Organizations around the globe have been using ESOPs to compensate their employees at
managerial and non-managerial levels. While traditionally the stock options were reserved for
top management employees, lately there has been strong growth of broad-based plans
primarily to increase firm value. However, the shareholders have become increasingly
apprehensive about the size and proliferation of adoption of stock option plans. The present
paper outlines the basic information regarding ESOPs and tax implication when employees
are exercising the option. Though the evidence is mixed on the implications of ESOPs,
however, there exists robust support for a positive interrelationship between the adoption of
these plans and firm performance for large sized firms.

INTRODUCTION:
An ESOP (Employee stock ownership plan) refers to an employee benefit plan which offers
employees an ownership interest in the organization. Employee stock ownership plans are
issued as direct stock, profit-sharing plans or bonuses, and the employer has the sole
discretion in deciding who could avail of these options.

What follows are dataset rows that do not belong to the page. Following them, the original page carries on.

PR #11692, opened 2026-05-11
Updated analysis_options line width from flutter/flutter

justinmc:
It seems like we're supposed to keep analysis_options.dart in sync with the one in flutter/flutter, but we haven't done it since 2023. This PR updates it. The most disruptive change appears to be the increased page width.

I'm inspired to update this after working on https://github.com/flutter/packages/pull/11669, which imports flutter/flutter code that is formatted according to the latest rules. Better to update the rules than to format the new code back to the old rules.

*Update*: This only updates the line width. Other changes will follow.


analysis_options.yaml
```diff
@@ -158,8 +158,7 @@ linter:
     # - prefer_constructors_over_static_methods # far too many false positives
     - prefer_contains
     # - prefer_double_quotes # opposite of prefer_single_quotes
-    # - prefer_expression_function_bodies # conflicts with ./docs/contributing/Style-guide-for-Flutter-repo.md#consider-using--for-short-functions-and-methods
-    - prefer_final_fields
+    # - prefer_expression_function_bodies # conflicts with https://github.com/flutter/flutter/blob/master/docs/contributing/Style-guide-for-Flutter-repo.md#consider-using--for-short-functions-and-methods    - prefer_final_fields
```
stuartmorgan-g: Why was prefer_final_fields pulled into this line and thus removed?

analysis_options.yaml
```diff
@@ -128,12 +137,12 @@ linter:
     - noop_primitive_operations
     - null_check_on_nullable_type_parameter
     - null_closures
-    # - omit_local_variable_types # conflicts with specify_nonobvious_local_variable_types
-    - omit_obvious_local_variable_types
+    # - omit_local_variable_types # superset of omit_obvious_local_variable_types
+    - omit_obvious_local_variable_types # not yet tested
```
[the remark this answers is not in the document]
stuartmorgan-g: Let's fix this.

analysis_options.yaml
```diff
@@ -190,12 +198,14 @@ linter:
...
     - specify_nonobvious_local_variable_types
     - specify_nonobvious_property_types
+    - strict_top_level_inference
     - test_types_in_equals
     - throw_in_finally
     - tighten_type_of_initializing_formals
     - type_annotate_public_apis
     - type_init_formals
     - type_literal_in_constant_pattern
+    # - unawaited_futures # too many false positives, especially with the way AnimationController works
```
stuartmorgan-g: This is on, it's just in the wrong place. It's two lines down.

stuartmorgan-g (changes requested):

stuartmorgan-g:
I'm not sure what's going on here, but most of the tests never ran. If you are changing the line length, you're going to have to reformat the entire repo in this PR otherwise CI will (when it actually runs) fail.

analysis_options.yaml
justinmc: Typo, thanks for catching that!

justinmc:
@stuartmorgan-g Is that just a `dart format .`? I've now done that in https://github.com/flutter/packages/pull/11692/commits/4210b407a98fa4aa9425365e80e4fe311db116df.

The reason why I'm doing this is that the code imported in https://github.com/flutter/packages/pull/11669 is formatted according to the latest flutter/flutter analysis_options.yaml

stuartmorgan-g:
Changelog/version override: autoformat doesn't affect clients.

stuartmorgan-g:
The analysis options look good.

What is going on with LUCI tests today ☹️  Did you run the repo tool's `analyze` command locally to make sure everything passes with the new options, since we don't have CI output for some reason?

stuartmorgan-g (approved):
analysis_options.yaml changes LGTM.

You'll need to revert the autoformat commit, sync main, and then re-apply it. Most PRs will cause conflicts so you'll want to do it at a time when there aren't PRs landing (e.g., evening or early morning); we don't have a way to artificially close this tree AFAIK.

No need to get a re-review on format changes.

stuartmorgan-g:
@justinmc Do you want me to try to get this updated, through tests, and landed sometime morning my time when there's not much tree activity, to minimize the chance of conflicts?

justinmc:
@stuartmorgan-g Yes please if you have time! I keep forgetting about this.

justinmc:
Actually I'm going to go ahead and attempt this right now. If I fail I'll reach out for help!

stuartmorgan-g:
I was actually just looking at this; a locally analysis run is showing a bunch of failures.

I think we should split this into two PRs: one to pull in the new options other than line width, fixing violations, and one that just does the reformat.

stuartmorgan-g:
I'll work on analysis changes in a new PR, and you can downscope this to just the autoformat so we can try to get that landed this morning before anything else comes in.

packages/rfw/lib/src/flutter/runtime.dart
```diff
@@ -410,7 +418,9 @@ class Runtime extends ChangeNotifier {
         return _cachedConstructors[fullName] = _ResolvedConstructor(fullName, constructor);
       }
     } else {
-      assert(library is Null); // ignore: prefer_void_to_null, type_check_with_null, https://github.com/dart-lang/sdk/issues/47017#issuecomment-907562014
+      assert(
+        library is Null,
+      ); // ignore: prefer_void_to_null, type_check_with_null, https://github.com/dart-lang/sdk/issues/47017#issuecomment-907562014
```
stuartmorgan-g: The reformat broke this `// ignore`; you'll need to move it manually.

justinmc: Thanks!

Piinks:
Looks like go_router_builder/example needs formatting here.

justinmc:
It looks like CI is not picking up the line length change that I added to the root analysis_options.yaml for some reason. For example

```
-    GoRouteData.$route(path: 'int-route/:requiredIntField', factory: $IntExtensionRoute._fromState),
-    GoRouteData.$route(path: 'num-route/:requiredNumField', factory: $NumExtensionRoute._fromState),
+    GoRouteData.$route(
+      path: 'int-route/:requiredIntField',
+      factory: $IntExtensionRoute._fromState,
+    ),
+    GoRouteData.$route(
+      path: 'num-route/:requiredNumField',
+      factory: $NumExtensionRoute._fromState,
+    ),
```

It's telling me to go back to a shorter line length. Maybe it's because those are generated files and they should be ignored by the formatter?

stuartmorgan-g:
Note: Normally we would publish updates for README changes (which `update-excerpts` triggered), but we've skipped that for mass reformats since the code is correct either way, so there's no user-driven need to publish the changes in a timely manner.

stuartmorgan-g:
`rfw` has some files that had opted out of autoformat enforcement. I wasn't going to worry about that since I think we should revisit whether we support that at all now that flutter/flutter autoformats (the context here was that Hixie didn't want the formatter enforced on `rfw` back when the framework still didn't autoformat), but it turns out that the package has some custom coverage checking in its package-specific tests, and it has special logic based on comment annotations that the autoformatter moves. So I'm reverting the autoformat changes in the opted-out files, and I'll file an issue (edit: https://github.com/flutter/flutter/issues/187508) to eventually consider removing the opt-out support (and then changing the coverage calculation logic).

stuartmorgan-g:
`go_router_builder` is a conflict between what the autoformatter wants, and what the generator generates; there's a unit test that runs the generation and makes sure nothing changed, so currently either that test fails or the format check files. I'm sure we hit this with the last big reformat, and I'm trying to figure out how we handled it then.

justinmc:
Thank you for the help here! I'll plan to wait for what you find out for go_router_builder. If you want me to apply the diffs from the failure or anything else in the meantime let me know.

stuartmorgan-g:
It turns out this case was different from the previous case, but chunhtai pointed me to the actual problem and solution. For posterity (it's in comments in the PR diffs, but a comment here may be more discoverable for a future person searching old PRs like I was): the issue this time was that `go_router_builder` is using the `dart_style` package, and it uses code-based configuration rather than reading local analysis options. So `go_router_builder` makes code that uses the default of 80 columns, while we are expecting files in the repo to be formatted with 100 now.

So what was happening was:
- The repo format check would fail if `go_router_builder/example` used 80-column format
- `expectBuildClean` in `ensure_build_test.dart` would fail if `go_router_builder/example` used 100-column format, because all the checked-in, `go_router_builder`-generated files are the goldens for that test.

The simple solution chunhtai pointed out was that we can give `go_router_builder/example` custom analysis settings that set just that sub-project to 80 columns.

However, Employee stock ownership plans are just options that could be purchased at a
specified price before the exercise date. There are defined rules and regulations laid out in the
Companies Rules which employers need to follow for granting of Employee stock ownership
plans to their employees.
ESOP is a system under which the employees of a company are generally given the right to
acquire the shares of the company for which they are working. In some of the cases, the
foreign holding/subsidiary company also grants such options to the employees of the Indian
subsidiary/ holding company. Under such a scheme, the employees are granted some rights,
called as stock options, to get the shares of the company for free or at a concessional rate, at a
predetermined price or the price to be determined on the prefixed method, as compared to the
potential market rate.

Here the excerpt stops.